[DATA TO USE]
PR #10018, opened 2018-02-18
Modals reappear after being closed #9986

### LINKED ISSUE #9986: modals reappear after being closed
EDIT May 2018: New reports start here: https://github.com/HabitRPG/habitica/issues/9986#issuecomment-377483866

This has been a well-known problem for some time now but I've just realised we don't have an issue for it (unless I'm just not able to find it).

A modal will often re-open itself after you've closed it. We see a lot of reports of this each time there's a new Bailey message and it also happens for other modals. For example, create a challenge, then before you add any tasks, click on a party member to view their profile. When you close the profile screen, the challenge creation modal will reappear.

Sometimes the only way to get a modal to stop reappearing seems to be reloading the website. 

I'm marking this as a high priority since it's a significant annoyance, especially for the case of the Bailey messages. 

We do already have https://github.com/HabitRPG/habitica/issues/9969 for the class change modal reappearing, which is probably just one example of this bug, but I'm leaving it open too just in case it does need a separate fix (and it's definitely high priority since it can cause a user to waste gems).

someoneigna:
Fixes #9986 

### Changes

Prevent most of the modals reappearing after dismissing unrelated modals.

UUID: a120835b-5382-44eb-b6d7-5c597d329c0e

### DIFF
--- a/website/client/app.vue
+++ b/website/client/app.vue
@@ -321,12 +321,12 @@ export default {
     }
 
     // Manage modals
-    this.$root.$on('bv::show::modal', (modalId, data = {}) => {
-      if (data.fromRoot) return;
+    this.$root.$on('bv::show::modal', ({modalId, fromRoot = false, alreadyTracked = false}) => {
+      if (fromRoot) return;
 
       // Track opening of gems modal unless it's been already tracked
       // For example the gems button in the menu already tracks the event by itself
-      if (modalId === 'buy-gems' && data.alreadyTracked !== true) {
+      if (modalId === 'buy-gems' && alreadyTracked !== true) {
         Analytics.track({
           hitType: 'event',
           eventCategory: 'button',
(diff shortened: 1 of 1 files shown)


paglias:
Hi @someoneigna thanks for this PR, can you comment on the changes you made, how they solve the problem, etc?

paglias:
@TheHollidayInn what do you think?

website/client/app.vue
```diff
@@ -321,12 +321,12 @@ export default {
     }
 
     // Manage modals
-    this.$root.$on('bv::show::modal', (modalId, data = {}) => {
-      if (data.fromRoot) return;
+    this.$root.$on('bv::show::modal', ({modalId, fromRoot = false, alreadyTracked = false}) => {
```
[/DATA TO USE]
WORK INSTRUCTION =>
Set down every record above exactly as given.

ANSWER TO THE EXERCISE =>
PR #10018, opened 2018-02-18
Modals reappear after being closed #9986

### LINKED ISSUE #9986: modals reappear after being closed
EDIT May 2018: New reports start here: https://github.com/HabitRPG/habitica/issues/9986#issuecomment-377483866

This has been a well-known problem for some time now but I've just realised we don't have an issue for it (unless I'm just not able to find it).

A modal will often re-open itself after you've closed it. We see a lot of reports of this each time there's a new Bailey message and it also happens for other modals. For example, create a challenge, then before you add any tasks, click on a party member to view their profile. When you close the profile screen, the challenge creation modal will reappear.

Sometimes the only way to get a modal to stop reappearing seems to be reloading the website. 

I'm marking this as a high priority since it's a significant annoyance, especially for the case of the Bailey messages. 

We do already have https://github.com/HabitRPG/habitica/issues/9969 for the class change modal reappearing, which is probably just one example of this bug, but I'm leaving it open too just in case it does need a separate fix (and it's definitely high priority since it can cause a user to waste gems).

someoneigna:
Fixes #9986 

### Changes

Prevent most of the modals reappearing after dismissing unrelated modals.

UUID: a120835b-5382-44eb-b6d7-5c597d329c0e

### DIFF
--- a/website/client/app.vue
+++ b/website/client/app.vue
@@ -321,12 +321,12 @@ export default {
     }
 
     // Manage modals
-    this.$root.$on('bv::show::modal', (modalId, data = {}) => {
-      if (data.fromRoot) return;
+    this.$root.$on('bv::show::modal', ({modalId, fromRoot = false, alreadyTracked = false}) => {
+      if (fromRoot) return;
 
       // Track opening of gems modal unless it's been already tracked
       // For example the gems button in the menu already tracks the event by itself
-      if (modalId === 'buy-gems' && data.alreadyTracked !== true) {
+      if (modalId === 'buy-gems' && alreadyTracked !== true) {
         Analytics.track({
           hitType: 'event',
           eventCategory: 'button',
(diff shortened: 1 of 1 files shown)


paglias:
Hi @someoneigna thanks for this PR, can you comment on the changes you made, how they solve the problem, etc?

paglias:
@TheHollidayInn what do you think?

website/client/app.vue
```diff
@@ -321,12 +321,12 @@ export default {
     }
 
     // Manage modals
-    this.$root.$on('bv::show::modal', (modalId, data = {}) => {
-      if (data.fromRoot) return;
+    this.$root.$on('bv::show::modal', ({modalId, fromRoot = false, alreadyTracked = false}) => {
```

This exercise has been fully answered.